» Collected data entries:

PR #280, opened 2025-04-02
update(rules): require container plugin.

FedeDP:
**What type of PR is this?**

/kind cleanup

/area rules

Requires `container` plugin in Falco rules.
Also, drop `%container.info` from default ruleset since it now resolves to empty string anyway.

I think that we will need to tag a new maj version for all the rules since this is a breaking change.
Leaving it `wip` for now.
cc @leogr 

Fixes #


rules/falco-deprecated_rules.yaml
```diff
@@ -27,6 +27,10 @@
 # However the Falco rules file does not use them by default.
 - required_engine_version: 0.31.0
 
+- required_plugin_versions:
+    - name: container
+      version: 0.2.0
```
FedeDP, line 32: Please note that 0.2.0 is still not released. This will be the final release that will go into Falco 0.41.0.

FedeDP:
CI is failing because:
```
Error: Plugin 'container' version '0.1.0' is not compatible with required plugin version '0.2.0'\n"
```
that's ok because current Falco master ships with 0.1.0.

leogr:
TODO: we also should remove all references to `container.info`
I would remove the fake grouping using `(` and `)` at this point. Ping me when working on this.

FedeDP:
> TODO: we also should remove all references to container.info

They are already removed in bb5513e253ded8ed48d141948f6797206a234740

leogr (approved):

PR #295, opened 2025-06-13
fix(rules): fixed `container_started` macro adapting to new container plugin

FedeDP:
**What type of PR is this?**

/kind bug

/area rules

/area maturity-incubating
/area maturity-sandbox

In `container_started` macro, avoid using the meta, internal `container` event to check for spawned containers, since the new container plugin will send that event **before** the first process inside the container has spawned.
Instead, just rely on `vpid==1` and `container.id!=host`.

See https://github.com/falcosecurity/falco/issues/3610

Fixes #

### DIFF
--- a/rules/falco-incubating_rules.yaml
+++ b/rules/falco-incubating_rules.yaml
@@ -296,9 +296,7 @@
 
 - macro: container_started
   condition: >
-    ((evt.type = container or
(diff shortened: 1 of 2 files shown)


FedeDP:
Tested with Falco 0.41.0.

» TASK DESCRIPTION: Set down the preceding data verbatim. Every line belongs in the copy.

» REPLY TO THE TASK:
PR #280, opened 2025-04-02
update(rules): require container plugin.

FedeDP:
**What type of PR is this?**

/kind cleanup

/area rules

Requires `container` plugin in Falco rules.
Also, drop `%container.info` from default ruleset since it now resolves to empty string anyway.

I think that we will need to tag a new maj version for all the rules since this is a breaking change.
Leaving it `wip` for now.
cc @leogr 

Fixes #


rules/falco-deprecated_rules.yaml
```diff
@@ -27,6 +27,10 @@
 # However the Falco rules file does not use them by default.
 - required_engine_version: 0.31.0
 
+- required_plugin_versions:
+    - name: container
+      version: 0.2.0
```
FedeDP, line 32: Please note that 0.2.0 is still not released. This will be the final release that will go into Falco 0.41.0.

FedeDP:
CI is failing because:
```
Error: Plugin 'container' version '0.1.0' is not compatible with required plugin version '0.2.0'\n"
```
that's ok because current Falco master ships with 0.1.0.

leogr:
TODO: we also should remove all references to `container.info`
I would remove the fake grouping using `(` and `)` at this point. Ping me when working on this.

FedeDP:
> TODO: we also should remove all references to container.info

They are already removed in bb5513e253ded8ed48d141948f6797206a234740

leogr (approved):

PR #295, opened 2025-06-13
fix(rules): fixed `container_started` macro adapting to new container plugin

FedeDP:
**What type of PR is this?**

/kind bug

/area rules

/area maturity-incubating
/area maturity-sandbox

In `container_started` macro, avoid using the meta, internal `container` event to check for spawned containers, since the new container plugin will send that event **before** the first process inside the container has spawned.
Instead, just rely on `vpid==1` and `container.id!=host`.

See https://github.com/falcosecurity/falco/issues/3610

Fixes #

### DIFF
--- a/rules/falco-incubating_rules.yaml
+++ b/rules/falco-incubating_rules.yaml
@@ -296,9 +296,7 @@
 
 - macro: container_started
   condition: >
-    ((evt.type = container or
(diff shortened: 1 of 2 files shown)


FedeDP:
Tested with Falco 0.41.0.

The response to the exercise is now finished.